Among the entries that follow, how many lines contain the word "about"? Give the number alone.
*** Begin section ***
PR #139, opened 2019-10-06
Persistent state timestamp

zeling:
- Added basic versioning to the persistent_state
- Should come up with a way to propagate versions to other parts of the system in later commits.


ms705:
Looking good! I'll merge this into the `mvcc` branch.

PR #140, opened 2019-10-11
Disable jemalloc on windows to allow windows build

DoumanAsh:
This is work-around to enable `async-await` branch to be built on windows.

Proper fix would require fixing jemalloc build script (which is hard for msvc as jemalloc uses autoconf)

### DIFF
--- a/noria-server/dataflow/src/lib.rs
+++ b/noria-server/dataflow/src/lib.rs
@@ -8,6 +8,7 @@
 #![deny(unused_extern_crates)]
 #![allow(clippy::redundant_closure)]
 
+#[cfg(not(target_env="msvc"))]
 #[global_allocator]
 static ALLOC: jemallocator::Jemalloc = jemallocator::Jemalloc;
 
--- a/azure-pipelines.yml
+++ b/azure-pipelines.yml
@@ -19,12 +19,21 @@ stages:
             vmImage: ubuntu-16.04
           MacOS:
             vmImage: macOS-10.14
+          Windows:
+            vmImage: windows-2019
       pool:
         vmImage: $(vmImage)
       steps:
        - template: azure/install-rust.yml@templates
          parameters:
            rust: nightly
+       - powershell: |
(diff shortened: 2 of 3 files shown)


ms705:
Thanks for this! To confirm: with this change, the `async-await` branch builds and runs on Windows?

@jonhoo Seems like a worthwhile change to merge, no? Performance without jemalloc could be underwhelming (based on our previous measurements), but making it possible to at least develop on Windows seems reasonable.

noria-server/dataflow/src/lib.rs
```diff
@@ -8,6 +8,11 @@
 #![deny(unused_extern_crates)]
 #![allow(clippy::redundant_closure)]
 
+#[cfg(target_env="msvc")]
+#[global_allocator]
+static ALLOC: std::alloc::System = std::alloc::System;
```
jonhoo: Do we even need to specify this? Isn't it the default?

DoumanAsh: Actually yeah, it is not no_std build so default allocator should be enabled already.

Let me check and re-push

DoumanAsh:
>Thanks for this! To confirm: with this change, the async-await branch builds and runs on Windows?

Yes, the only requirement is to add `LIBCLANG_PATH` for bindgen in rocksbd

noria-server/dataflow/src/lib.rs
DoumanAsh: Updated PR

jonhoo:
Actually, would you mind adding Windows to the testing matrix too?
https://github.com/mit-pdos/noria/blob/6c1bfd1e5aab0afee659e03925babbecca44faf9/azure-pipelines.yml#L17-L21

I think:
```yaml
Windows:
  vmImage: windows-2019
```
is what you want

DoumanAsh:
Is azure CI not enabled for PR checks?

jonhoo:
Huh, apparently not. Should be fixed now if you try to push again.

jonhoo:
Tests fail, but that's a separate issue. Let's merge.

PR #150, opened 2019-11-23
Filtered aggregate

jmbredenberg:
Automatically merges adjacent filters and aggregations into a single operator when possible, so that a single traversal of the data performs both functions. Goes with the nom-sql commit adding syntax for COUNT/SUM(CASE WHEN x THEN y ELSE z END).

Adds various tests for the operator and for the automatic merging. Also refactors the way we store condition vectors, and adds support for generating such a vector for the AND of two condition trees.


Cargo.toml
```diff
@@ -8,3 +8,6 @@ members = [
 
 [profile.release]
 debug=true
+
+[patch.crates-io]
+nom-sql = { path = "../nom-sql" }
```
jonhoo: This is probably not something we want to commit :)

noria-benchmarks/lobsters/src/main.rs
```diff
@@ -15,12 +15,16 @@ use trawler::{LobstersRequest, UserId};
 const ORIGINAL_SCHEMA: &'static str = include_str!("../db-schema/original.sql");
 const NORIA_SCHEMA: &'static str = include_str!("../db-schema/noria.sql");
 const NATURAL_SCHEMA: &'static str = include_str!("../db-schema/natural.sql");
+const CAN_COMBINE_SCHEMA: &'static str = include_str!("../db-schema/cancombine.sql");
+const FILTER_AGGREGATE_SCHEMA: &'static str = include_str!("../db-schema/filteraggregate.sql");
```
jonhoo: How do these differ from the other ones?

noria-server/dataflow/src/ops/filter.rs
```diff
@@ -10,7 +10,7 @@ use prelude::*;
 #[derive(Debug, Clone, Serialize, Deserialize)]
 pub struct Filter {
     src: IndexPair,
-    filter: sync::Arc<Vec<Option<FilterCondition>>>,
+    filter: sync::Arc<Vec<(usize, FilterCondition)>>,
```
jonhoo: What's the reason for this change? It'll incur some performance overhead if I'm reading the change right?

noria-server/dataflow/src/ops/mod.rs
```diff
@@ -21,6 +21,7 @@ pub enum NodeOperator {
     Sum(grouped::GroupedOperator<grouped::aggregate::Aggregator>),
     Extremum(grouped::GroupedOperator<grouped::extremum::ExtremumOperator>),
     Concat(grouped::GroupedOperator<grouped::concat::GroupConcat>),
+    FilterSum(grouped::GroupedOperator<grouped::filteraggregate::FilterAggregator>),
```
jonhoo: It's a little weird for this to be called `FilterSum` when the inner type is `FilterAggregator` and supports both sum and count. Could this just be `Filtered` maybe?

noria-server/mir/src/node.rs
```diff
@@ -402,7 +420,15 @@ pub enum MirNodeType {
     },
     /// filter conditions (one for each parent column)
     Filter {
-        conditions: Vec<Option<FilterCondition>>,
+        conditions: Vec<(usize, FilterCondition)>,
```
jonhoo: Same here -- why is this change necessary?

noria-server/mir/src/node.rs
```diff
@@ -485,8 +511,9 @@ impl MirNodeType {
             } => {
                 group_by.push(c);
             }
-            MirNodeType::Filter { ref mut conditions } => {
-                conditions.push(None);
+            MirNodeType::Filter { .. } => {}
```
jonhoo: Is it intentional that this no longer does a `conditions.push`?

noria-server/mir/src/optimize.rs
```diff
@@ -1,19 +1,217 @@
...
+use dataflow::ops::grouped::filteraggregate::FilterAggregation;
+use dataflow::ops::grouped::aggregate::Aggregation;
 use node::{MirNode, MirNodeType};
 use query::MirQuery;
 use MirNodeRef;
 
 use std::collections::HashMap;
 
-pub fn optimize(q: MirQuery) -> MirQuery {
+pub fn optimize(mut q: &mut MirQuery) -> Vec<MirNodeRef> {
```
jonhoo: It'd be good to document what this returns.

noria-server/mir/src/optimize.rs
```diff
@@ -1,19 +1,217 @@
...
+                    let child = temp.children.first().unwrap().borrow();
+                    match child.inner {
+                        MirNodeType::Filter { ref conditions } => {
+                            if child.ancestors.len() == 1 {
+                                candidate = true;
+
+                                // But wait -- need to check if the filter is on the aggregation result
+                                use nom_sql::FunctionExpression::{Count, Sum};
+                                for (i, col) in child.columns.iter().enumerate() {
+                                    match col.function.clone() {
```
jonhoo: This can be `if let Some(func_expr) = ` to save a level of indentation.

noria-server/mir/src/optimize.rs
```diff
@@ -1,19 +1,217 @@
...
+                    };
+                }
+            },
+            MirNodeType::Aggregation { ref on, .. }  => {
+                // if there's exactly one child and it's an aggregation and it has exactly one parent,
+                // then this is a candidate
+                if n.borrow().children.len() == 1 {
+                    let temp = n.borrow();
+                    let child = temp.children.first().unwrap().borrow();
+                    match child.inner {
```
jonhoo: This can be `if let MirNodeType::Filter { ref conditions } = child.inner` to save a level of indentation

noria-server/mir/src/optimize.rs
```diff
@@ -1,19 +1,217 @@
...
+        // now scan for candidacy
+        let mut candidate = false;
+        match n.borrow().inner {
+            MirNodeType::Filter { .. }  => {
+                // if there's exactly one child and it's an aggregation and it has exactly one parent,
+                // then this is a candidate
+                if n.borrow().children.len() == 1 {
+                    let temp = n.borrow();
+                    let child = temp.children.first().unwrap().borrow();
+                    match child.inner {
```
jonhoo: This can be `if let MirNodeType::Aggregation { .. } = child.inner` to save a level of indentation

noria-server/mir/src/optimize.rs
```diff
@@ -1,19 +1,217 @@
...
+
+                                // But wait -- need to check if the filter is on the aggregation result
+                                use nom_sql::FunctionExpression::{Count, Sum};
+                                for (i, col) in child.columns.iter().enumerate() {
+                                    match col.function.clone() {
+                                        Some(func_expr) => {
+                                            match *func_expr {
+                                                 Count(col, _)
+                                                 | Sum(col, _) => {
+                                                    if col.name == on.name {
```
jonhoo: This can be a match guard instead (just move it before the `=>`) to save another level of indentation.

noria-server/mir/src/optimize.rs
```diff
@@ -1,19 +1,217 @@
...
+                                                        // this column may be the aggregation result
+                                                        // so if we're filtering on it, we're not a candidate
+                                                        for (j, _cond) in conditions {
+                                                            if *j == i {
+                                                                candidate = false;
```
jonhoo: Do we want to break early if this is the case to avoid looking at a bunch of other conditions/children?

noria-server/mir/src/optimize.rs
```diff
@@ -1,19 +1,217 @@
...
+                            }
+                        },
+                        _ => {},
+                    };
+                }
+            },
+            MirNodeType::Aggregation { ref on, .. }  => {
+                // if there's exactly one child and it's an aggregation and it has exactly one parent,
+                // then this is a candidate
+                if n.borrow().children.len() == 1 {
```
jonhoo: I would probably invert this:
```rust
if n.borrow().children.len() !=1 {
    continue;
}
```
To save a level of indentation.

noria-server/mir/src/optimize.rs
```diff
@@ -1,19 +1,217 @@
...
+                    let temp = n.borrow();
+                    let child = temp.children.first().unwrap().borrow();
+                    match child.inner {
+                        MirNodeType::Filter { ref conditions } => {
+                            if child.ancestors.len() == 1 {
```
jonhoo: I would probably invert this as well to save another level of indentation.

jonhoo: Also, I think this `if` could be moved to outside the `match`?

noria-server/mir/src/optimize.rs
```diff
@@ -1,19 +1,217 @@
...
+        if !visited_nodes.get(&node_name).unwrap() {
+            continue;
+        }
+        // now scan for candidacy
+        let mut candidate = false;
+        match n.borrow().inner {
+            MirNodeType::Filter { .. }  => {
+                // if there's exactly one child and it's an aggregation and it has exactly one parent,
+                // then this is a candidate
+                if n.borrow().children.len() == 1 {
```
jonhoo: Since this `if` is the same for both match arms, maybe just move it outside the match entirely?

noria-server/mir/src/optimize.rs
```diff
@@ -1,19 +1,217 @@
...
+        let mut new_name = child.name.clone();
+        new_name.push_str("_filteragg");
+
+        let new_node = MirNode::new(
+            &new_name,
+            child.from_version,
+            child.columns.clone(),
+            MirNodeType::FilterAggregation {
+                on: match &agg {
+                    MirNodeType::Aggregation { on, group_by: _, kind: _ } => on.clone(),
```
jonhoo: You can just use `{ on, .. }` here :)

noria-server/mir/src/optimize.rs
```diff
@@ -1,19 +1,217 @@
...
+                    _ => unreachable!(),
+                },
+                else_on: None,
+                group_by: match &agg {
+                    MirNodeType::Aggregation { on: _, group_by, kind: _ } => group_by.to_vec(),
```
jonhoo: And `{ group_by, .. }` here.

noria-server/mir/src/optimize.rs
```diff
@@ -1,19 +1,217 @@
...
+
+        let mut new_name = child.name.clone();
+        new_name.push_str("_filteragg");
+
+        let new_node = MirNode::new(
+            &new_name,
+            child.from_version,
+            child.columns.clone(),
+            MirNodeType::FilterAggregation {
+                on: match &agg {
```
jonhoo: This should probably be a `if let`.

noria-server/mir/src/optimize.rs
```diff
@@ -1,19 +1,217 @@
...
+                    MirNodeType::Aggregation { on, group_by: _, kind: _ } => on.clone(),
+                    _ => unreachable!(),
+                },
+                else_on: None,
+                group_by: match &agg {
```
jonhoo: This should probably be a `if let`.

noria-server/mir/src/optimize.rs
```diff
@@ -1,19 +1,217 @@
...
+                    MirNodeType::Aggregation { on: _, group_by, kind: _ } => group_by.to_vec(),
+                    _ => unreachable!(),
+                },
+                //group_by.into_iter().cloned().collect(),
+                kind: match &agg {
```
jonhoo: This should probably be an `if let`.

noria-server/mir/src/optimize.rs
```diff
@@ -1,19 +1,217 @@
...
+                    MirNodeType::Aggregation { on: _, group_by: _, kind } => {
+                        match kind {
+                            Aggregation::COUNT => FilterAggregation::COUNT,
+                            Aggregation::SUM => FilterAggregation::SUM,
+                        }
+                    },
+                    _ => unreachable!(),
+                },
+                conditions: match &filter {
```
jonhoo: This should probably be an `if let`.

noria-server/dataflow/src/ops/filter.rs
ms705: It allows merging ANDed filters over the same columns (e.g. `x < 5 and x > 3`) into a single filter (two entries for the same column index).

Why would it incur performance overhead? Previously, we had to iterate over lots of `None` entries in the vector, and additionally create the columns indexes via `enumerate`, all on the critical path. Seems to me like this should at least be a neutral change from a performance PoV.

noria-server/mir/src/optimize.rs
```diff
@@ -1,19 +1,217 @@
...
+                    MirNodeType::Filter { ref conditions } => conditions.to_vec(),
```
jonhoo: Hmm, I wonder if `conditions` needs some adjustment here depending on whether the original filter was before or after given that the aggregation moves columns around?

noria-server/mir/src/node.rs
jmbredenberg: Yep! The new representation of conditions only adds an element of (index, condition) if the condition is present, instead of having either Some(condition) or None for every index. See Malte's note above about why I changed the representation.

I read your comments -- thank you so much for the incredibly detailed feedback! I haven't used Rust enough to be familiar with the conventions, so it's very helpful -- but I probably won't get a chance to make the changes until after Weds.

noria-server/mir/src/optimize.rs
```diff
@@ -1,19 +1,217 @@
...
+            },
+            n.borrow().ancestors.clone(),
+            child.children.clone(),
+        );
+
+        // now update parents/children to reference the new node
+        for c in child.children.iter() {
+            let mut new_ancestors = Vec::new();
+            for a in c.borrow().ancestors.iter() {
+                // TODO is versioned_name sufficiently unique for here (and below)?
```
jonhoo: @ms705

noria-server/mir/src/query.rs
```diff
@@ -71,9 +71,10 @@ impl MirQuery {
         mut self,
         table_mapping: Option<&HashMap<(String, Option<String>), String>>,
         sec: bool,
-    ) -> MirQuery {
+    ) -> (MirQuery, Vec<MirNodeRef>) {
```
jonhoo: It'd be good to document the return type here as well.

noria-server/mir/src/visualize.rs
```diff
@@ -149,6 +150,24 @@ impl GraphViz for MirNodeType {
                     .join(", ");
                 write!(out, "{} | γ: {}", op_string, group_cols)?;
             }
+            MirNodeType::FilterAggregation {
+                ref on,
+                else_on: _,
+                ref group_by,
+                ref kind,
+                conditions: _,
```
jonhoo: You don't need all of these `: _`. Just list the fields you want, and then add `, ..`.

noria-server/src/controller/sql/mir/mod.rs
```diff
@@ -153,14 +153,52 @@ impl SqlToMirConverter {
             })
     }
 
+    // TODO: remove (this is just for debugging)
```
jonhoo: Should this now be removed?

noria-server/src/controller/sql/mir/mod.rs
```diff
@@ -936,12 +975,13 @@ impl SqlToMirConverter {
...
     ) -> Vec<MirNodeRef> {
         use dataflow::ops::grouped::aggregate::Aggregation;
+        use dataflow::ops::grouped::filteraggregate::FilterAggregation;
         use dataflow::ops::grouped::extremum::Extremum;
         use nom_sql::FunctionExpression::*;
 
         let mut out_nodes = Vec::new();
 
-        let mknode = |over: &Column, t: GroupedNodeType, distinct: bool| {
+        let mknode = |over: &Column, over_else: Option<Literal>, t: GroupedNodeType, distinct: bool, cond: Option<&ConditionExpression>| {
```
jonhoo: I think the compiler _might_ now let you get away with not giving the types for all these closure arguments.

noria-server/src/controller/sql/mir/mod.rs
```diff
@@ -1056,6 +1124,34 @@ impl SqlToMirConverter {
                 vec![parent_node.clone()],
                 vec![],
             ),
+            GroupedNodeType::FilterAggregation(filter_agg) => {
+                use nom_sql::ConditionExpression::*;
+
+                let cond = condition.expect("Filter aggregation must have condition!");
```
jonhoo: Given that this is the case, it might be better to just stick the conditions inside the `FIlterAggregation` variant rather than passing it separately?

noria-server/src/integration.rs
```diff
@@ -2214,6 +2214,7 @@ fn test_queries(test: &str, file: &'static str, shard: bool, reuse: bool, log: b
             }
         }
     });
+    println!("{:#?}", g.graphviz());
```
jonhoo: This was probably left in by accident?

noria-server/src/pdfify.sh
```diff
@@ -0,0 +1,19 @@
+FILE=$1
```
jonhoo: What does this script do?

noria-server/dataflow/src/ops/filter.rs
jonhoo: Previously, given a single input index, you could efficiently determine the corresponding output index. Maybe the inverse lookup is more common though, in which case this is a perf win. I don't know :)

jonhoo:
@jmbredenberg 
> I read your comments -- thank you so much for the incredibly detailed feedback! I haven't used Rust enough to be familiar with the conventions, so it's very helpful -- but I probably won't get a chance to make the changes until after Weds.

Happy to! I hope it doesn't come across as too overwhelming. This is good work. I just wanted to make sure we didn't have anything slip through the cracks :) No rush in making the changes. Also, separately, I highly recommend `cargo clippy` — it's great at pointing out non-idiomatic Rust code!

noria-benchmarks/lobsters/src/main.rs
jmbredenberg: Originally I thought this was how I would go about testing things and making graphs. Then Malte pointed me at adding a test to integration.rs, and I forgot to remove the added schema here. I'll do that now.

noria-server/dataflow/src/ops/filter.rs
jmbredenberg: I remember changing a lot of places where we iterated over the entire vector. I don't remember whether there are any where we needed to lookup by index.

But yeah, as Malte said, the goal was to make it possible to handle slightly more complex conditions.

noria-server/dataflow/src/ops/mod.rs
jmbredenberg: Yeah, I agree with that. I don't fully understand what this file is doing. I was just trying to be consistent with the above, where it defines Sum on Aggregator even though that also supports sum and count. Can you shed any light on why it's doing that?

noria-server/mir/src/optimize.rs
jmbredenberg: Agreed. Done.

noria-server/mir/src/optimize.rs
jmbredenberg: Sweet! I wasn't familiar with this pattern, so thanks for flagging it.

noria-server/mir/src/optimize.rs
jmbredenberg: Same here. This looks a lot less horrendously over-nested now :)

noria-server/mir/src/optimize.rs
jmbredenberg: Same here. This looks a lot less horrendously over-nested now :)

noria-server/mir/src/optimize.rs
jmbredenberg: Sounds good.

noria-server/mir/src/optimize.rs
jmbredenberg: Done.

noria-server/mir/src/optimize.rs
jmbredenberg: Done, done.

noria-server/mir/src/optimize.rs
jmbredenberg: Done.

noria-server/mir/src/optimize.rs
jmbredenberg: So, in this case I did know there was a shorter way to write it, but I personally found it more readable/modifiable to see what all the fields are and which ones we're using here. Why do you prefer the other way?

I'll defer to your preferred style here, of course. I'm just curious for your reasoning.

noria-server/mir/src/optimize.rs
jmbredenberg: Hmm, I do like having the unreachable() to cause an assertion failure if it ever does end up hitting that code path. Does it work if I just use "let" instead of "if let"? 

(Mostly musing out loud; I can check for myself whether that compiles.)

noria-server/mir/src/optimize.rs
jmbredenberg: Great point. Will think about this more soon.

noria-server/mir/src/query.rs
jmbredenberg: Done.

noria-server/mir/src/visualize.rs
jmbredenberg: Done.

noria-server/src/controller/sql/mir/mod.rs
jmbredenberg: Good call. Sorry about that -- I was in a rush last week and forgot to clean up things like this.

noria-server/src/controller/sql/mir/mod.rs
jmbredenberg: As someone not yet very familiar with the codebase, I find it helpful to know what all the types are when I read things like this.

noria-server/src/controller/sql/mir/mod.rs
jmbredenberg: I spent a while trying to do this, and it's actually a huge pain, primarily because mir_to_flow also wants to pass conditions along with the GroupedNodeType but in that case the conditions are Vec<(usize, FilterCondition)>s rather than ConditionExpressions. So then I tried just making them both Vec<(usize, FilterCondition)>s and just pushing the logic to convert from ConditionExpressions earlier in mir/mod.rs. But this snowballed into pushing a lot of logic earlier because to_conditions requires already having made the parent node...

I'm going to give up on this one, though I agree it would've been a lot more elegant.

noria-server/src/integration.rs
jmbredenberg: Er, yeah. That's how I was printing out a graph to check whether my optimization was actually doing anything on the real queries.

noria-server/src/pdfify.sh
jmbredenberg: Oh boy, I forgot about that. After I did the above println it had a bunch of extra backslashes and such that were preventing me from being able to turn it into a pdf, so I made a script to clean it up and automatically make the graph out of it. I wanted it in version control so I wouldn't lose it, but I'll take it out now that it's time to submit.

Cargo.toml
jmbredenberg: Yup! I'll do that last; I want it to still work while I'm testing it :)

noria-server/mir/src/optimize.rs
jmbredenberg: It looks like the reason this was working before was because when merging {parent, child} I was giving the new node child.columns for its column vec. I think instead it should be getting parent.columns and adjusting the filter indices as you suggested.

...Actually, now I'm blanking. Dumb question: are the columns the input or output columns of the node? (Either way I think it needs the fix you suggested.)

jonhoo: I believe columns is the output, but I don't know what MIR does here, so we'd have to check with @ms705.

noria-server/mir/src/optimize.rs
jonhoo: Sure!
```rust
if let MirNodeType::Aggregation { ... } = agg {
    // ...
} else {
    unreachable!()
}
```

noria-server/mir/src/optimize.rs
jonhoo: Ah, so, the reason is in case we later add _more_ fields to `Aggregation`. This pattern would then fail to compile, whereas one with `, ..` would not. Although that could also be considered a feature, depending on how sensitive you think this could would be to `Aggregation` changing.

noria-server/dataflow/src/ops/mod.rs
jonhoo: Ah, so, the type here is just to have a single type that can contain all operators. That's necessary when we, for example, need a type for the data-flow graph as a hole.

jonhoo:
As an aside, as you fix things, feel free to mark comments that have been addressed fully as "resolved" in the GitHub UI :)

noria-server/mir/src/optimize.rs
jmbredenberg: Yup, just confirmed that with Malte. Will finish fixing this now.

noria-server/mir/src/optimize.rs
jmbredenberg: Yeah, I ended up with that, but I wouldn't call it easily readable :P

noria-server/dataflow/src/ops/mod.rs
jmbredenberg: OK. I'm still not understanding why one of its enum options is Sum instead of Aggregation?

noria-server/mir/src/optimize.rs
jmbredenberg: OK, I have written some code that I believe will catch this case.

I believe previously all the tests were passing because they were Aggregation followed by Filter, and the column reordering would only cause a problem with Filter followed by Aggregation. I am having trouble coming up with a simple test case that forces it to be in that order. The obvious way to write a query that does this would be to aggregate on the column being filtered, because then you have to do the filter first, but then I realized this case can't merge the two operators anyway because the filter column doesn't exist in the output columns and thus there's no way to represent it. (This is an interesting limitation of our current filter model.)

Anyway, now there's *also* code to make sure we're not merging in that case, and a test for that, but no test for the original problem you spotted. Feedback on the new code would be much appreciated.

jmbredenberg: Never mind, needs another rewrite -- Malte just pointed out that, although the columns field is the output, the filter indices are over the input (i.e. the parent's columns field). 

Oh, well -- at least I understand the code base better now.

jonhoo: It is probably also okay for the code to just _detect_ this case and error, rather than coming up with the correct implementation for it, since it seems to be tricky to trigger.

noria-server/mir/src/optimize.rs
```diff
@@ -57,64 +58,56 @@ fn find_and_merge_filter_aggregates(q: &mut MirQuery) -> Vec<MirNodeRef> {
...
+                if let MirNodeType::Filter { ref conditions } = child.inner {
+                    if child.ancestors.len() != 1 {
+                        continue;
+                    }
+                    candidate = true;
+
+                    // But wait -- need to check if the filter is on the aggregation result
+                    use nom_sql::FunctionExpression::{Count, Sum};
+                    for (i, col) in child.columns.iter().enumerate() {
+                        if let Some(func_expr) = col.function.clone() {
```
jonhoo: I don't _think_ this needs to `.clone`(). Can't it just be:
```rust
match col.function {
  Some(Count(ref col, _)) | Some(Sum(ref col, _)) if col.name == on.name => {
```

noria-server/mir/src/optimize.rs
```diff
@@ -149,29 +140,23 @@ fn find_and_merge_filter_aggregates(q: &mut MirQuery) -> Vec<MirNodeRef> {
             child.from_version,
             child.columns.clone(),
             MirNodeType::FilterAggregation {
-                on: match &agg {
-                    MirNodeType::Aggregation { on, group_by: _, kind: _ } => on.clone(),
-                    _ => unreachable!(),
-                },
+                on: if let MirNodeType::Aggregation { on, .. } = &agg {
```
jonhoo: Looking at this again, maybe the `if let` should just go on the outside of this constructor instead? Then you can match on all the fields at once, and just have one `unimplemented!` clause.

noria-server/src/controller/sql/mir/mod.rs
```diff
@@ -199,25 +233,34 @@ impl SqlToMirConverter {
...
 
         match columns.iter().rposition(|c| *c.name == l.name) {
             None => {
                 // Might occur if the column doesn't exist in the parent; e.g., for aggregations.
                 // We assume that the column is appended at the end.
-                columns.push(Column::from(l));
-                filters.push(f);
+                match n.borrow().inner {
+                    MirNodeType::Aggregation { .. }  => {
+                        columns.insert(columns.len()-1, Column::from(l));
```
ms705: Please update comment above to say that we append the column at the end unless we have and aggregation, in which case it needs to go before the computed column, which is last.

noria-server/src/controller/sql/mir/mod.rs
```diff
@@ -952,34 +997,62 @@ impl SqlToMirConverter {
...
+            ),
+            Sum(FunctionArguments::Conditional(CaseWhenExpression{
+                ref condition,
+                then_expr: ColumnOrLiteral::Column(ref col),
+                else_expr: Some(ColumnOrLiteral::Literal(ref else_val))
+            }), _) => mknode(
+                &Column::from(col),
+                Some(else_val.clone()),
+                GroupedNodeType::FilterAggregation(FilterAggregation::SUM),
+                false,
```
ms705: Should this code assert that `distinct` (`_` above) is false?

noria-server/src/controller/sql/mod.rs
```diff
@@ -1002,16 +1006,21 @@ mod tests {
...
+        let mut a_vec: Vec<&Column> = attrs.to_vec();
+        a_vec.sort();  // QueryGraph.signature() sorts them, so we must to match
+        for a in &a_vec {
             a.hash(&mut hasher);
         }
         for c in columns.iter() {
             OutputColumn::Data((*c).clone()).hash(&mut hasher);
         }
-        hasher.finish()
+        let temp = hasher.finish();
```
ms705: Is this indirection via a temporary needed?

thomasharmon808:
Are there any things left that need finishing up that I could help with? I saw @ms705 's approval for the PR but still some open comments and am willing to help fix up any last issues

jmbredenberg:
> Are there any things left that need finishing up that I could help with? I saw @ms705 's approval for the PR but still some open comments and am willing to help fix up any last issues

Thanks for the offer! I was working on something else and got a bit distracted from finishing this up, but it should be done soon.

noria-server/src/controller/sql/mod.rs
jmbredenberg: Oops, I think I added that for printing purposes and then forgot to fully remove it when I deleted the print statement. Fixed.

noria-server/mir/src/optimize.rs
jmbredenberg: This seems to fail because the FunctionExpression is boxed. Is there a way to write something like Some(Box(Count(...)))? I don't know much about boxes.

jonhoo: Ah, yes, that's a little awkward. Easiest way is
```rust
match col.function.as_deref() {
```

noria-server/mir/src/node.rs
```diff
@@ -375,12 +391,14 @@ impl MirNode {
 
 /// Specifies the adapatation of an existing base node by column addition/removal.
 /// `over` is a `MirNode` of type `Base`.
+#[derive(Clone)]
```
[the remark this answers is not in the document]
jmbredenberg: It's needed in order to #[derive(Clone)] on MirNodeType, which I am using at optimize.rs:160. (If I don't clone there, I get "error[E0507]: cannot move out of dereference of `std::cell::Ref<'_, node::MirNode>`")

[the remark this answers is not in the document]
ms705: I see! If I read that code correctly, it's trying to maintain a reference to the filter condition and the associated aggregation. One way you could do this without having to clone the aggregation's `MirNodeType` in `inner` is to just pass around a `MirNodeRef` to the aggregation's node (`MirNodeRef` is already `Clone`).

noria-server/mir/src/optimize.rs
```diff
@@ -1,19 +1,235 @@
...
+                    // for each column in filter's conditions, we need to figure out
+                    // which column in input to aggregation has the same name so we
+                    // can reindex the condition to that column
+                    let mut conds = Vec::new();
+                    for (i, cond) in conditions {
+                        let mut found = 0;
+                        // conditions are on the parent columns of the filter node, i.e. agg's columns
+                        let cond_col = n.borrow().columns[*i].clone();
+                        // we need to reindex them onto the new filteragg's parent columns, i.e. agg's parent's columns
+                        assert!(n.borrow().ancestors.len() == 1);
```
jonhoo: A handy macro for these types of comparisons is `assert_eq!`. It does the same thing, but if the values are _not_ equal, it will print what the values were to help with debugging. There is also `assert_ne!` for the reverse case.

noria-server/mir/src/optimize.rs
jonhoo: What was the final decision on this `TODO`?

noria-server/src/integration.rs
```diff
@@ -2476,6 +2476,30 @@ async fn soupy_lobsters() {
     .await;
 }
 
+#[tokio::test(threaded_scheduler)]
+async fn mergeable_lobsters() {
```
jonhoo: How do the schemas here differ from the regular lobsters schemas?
*** End section ***
Exercise solution: 6